Pope Francis said something the other day that didn't get a lot of attention, but I think it's worth unpacking a little.

Gossip"Gossiping," he said, is a "plague worse than COVID."

He departed from his prepared text to say that. The story to which I've linked you adds this: "Francis didn't give specifics during his weekly blessing, but went on at some length to say the devil is the 'biggest gossiper' who is seeking to divide the church with his lies."

So he's using some hyperbole here, for sure. But Francis certainly has his hands full with a Roman Curia that contains, by many accounts, backbiters and dissenters -- OK, gossipers -- who can make life pretty miserable for the pontiff.

But let's set that aside and see if there's something in his words that might accurately describe a despicable human behavior that we all would do well to curb.

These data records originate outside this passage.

Issue #4952, opened 2024-11-12
Set "REQUIRED" field behaviour flag for fields in minder protos 


eleftherias:
For clients using the openAPI spec, it would be useful to know which input fields are required and which output fields are non-nullable.

We can use the `REQUIRED` [field_behaviour flag](https://grpc-ecosystem.github.io/grpc-gateway/docs/mapping/customizing_openapi_output/#using-googleapifield_behavior) to annotate these types of fields.

For example by setting the behaviour to `REQUIRED`, the typescipt generated field is non-optional:
```
message Provider {
    // name is the name of the provider.
    string name = 1 [
        (google.api.field_behavior) = REQUIRED
    ];
```

produces the following typescipt type (note that it does not have a `?` marking it as optional):
```
type v1Provider = {
    /**
     * name is the name of the provider.
     */
    name: string;
}
```

This task involves finding all the fields that are both required as input **AND** non-nullable as output.

⚠️ Note that we reuse several messages as inputs and outputs. 
We can only set the `REQUIRED` flag on fields that are both required on input **AND** never null on output.
If a field is required on input, but may be null on output, we cannot use this flag.

eleftherias:
PR created for:
- `ListArtifactsRequest`
- `ListArtifactsResponse`
- `Artifact`
- `ArtifactVersion`
- `GetArtifactByIdRequest`
- `GetArtifactByIdResponse`
- `GetArtifactByNameRequest`
- `GetArtifactByNameResponse`

eleftherias:
PR created for:
- `GetInviteDetailsRequest`
- `GetInviteDetailsResponse`
- `CheckHealthResponse`
- `GetAuthorizationURLRequest`
- `GetAuthorizationURLResponse`
- `StoreProviderTokenRequest`

eleftherias:
PR created for:
- Project
- ListRemoteRepositoriesFromProviderResponse
- RegistrableUpstreamEntityRef
- UpstreamRepositoryRef
- Repository
- RegisterRepositoryRequest
- RegisterRepositoryResponse
- GetRepositoryByIdRequest
- GetRepositoryByIdResponse
- DeleteRepositoryByIdRequest
- DeleteRepositoryByIdResponse
- GetRepositoryByNameRequest
- GetRepositoryByNameResponse
- DeleteRepositoryByNameRequest
- DeleteRepositoryByNameResponse
- ListRepositoriesRequest
- ListRepositoriesResponse

PR #5110, opened 2024-12-02
Set required proto fields for rules and invitations

eleftherias:
# Summary

Ref #4952

## Change Type

# Testing

# Review Checklist:


proto/minder/v1/minder.proto
```diff
@@ -3170,7 +3170,9 @@ message ListRolesRequest {
 }
 
 message ListRolesResponse {
-    repeated Role roles = 1;
+    repeated Role roles = 1 [
+        (google.api.field_behavior) = REQUIRED
```
evankanderson, line 3174: Sorry for approving the other PR, it turns out that [`REQUIRED`](https://github.com/googleapis/googleapis/blob/master/google/api/field_behavior.proto#L58) applies to requests, but it's not clear what it means for replies.

https://google.aip.dev/203 is probably a good reference here, despite being Google-specific.  In that context, it means:

> A field should only be described as required if either:
> 
> * It is a field on a resource that a user provides somewhere as input. In this case, the resource is only valid if a "truthy" value is stored.
> * When creating the resource, a value must be provided for the field on the create request.
> * When updating the resource, the user may omit the field provided that the field is also absent from the field mask, indicating no change to the field (otherwise it must be provided).
> * It is a field on a request message (a message that is an argument to an RPC, with a name usually ending in Request). In this case, a value must be provided as part of the request, and failure to do so must cause an error (usually INVALID_ARGUMENT).
> 
> We define the term "truthy" above as follows:
> 
> * For primitives, values other than 0, 0.0, empty string/bytes, and false
> * For repeated fields maps, values with at least one entry
> * For messages, any message with at least one "truthy" field.

So ListRoles is _probably_ required here (as the user themselves should have a role), but invitations would not be because the list of outstanding invitations might be zero-length.

proto/minder/v1/minder.proto
```diff
@@ -3181,27 +3183,34 @@ message ListRoleAssignmentsRequest {
...
-    repeated RoleAssignment role_assignments = 1;
+    repeated RoleAssignment role_assignments = 1 [
+        (google.api.field_behavior) = REQUIRED
+    ];
 
     // invitations contains outstanding role invitations which have not yet
     // been accepted by a user.
-    repeated Invitation invitations = 2;
+    repeated Invitation invitations = 2 [
+        (google.api.field_behavior) = REQUIRED
```
evankanderson, line 3193: See above, probably not required.

evankanderson (commented):
This looks like it improves the swagger output so a general 👍 , but one concern about invitations.

proto/minder/v1/minder.proto
eleftherias: Empty lists are tricky because some languages consider them truthy and some don't. 
From a typescript perspective, an empty list is truthy and different than a nil list.
In the generated typescript type, setting a list field in a response as `REQUIRED` means it's not optional, and the client can safely do things like get the length, or iterate over it.
If we didn't set the field as required the client would have to perform a null check before using the field.

evankanderson: Oh, interesting!  it sounds like this is a difference between swagger semantics and proto semantics.  TIL!

evankanderson (approved):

We can, of course, turn to scripture to find admonitions against what's called gossiping today. For instance:

"Let no corrupting talk come out of your mouths, but only such as is good for building up, as fits the occasion, that it may give grace to those who hear." -- Ephesians 4:29

"There are six things that the Lord hates, seven that are an abomination to him: haughty eyes, a lying tongue and hands that shed innocent blood, a heart that devises wicked plans, feet that make haste to run to evil, a false witness who breathes out lies and one who sows discord among brothers." -- Proverbs 6:16-19

"A dishonest man spreads strife, and a whisperer separates close friends." -- Proverbs 16:28

Similarly, the Qur'an is quite explicit about the need to avoid gossip:

"Believers, avoid making too many assumptions -- some assumptions are sinful -- and do not spy on one another or speak ill of people behind their backs. . ." 49:12

"Believers, if a troublemaker brings you news, check it first, in case you wrong others unwittingly and later regret what you have done." 49:6

In this thoughtless time of social media flash responses, such scriptural advice is more necessary than ever.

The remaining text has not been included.